Deputy leader of the British National Party
- In office 27 September 1999 – 10 April 2006
- Leader: Nick Griffin

Personal details
- Born: 1961 (age 64–65)
- Party: British National Party (until 2006)
- Other political affiliations: National Front (1980s)

= Tony Lecomber =

British politician (born 1961)

Anthony Mark Lecomber (born 1961) is a British far-right activist and former British National Party (BNP) politician who was deputy leader of the BNP from 1999 to 2006.

==Background==
Lecomber has been active in far-right politics since the early 1980s. His role is mainly behind the scenes in planning BNP election campaigns, but his history of convictions for violence have given him prominence in anti-BNP publicity and led to his removal from the party.

He joined the National Front in the early 1980s, but allied with John Tyndall who was being blamed for the NF's poor performance at the 1979 general election. When Tyndall split to form the New National Front and later the British National Party, Lecomber followed him.
He was editor of Young Nationalist, a racist and antisemitic magazine.

==Convictions==
Lecomber was convicted for criminal damage in 1982, offences under the Explosive Substances Act in 1985, and was sentenced to three years' imprisonment in 1991 for an attack on a Jewish teacher.

On 31 October 1986, he was injured by a nailbomb that he was carrying to the offices of the Workers Revolutionary Party in Clapham. Police found 10 grenades, seven petrol bombs and two detonators at his home. For this offence, he received a three-year prison sentence at his trial on 28 November that year.

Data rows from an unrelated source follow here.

PR #676, opened 2016-07-05
atanks, new recipe (WIP)

Begasus:
The game shows the first screen but halts from there with the message it can't create the config folder, that however is created but the config file isn't created, not sure if that is why it is stopping from going further ...

### DIFF
--- a/games-action/atanks/atanks-6.4.recipe
+++ b/games-action/atanks/atanks-6.4.recipe
@@ -1,0 +1,49 @@
+SUMMARY="A simple tank game"
+DESCRIPTION="Atomic Tanks is a game in which you control an overly-powerful \
+tank and attempt to blow up other highly powerful tanks. Players \
+get to select a number of weapons and defensive items and then \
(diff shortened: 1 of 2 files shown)


scottmc:
See the section on making files writable on the common issues wiki page: https://github.com/haikuports/haikuports/wiki/Common-Issues-when-Porting-Games
It might also require patching to the code so that it points to the settings directory if they hard coded it.

scottmc:
Have you tried the suggestion above yet?

Begasus:
It's been a while since I last checked, iirc I did some checking with the global files and user settings files ... not sure though :) Will check

Begasus:
Checked it this morning, maybe it's not related to creating the config files, I just can't seem to launch the app properly, it shows up but rendering is a problem I think, if so you can discard this PR

Begasus:
Haven't made any progress so far, this one could be closed (no need to stick around if there is no progress) ...

waddlesplash:
Makes sense.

In 1991, while he was Propaganda Director of the BNP, Lecomber was sentenced to three years' imprisonment for an attack on a Jewish teacher. Lecomber was released from his three-year sentence in time to play a part in the BNP's by-election win in Millwall ward of Tower Hamlets in September 1993.

Later in the 1990s, Lecomber became closer to Nick Griffin and supported Griffin when he successfully challenged John Tyndall's leadership of the BNP in 1999. In 2006, Lecomber was sacked from his position as Group Development Officer. This followed allegations made by former Merseyside BNP organiser that Lecomber had tried to recruit him to assassinate prominent politicians and members of the British establishment. Lecomber admitted that a conversation had taken place but stated that he hadn't meant the comments to be taken literally.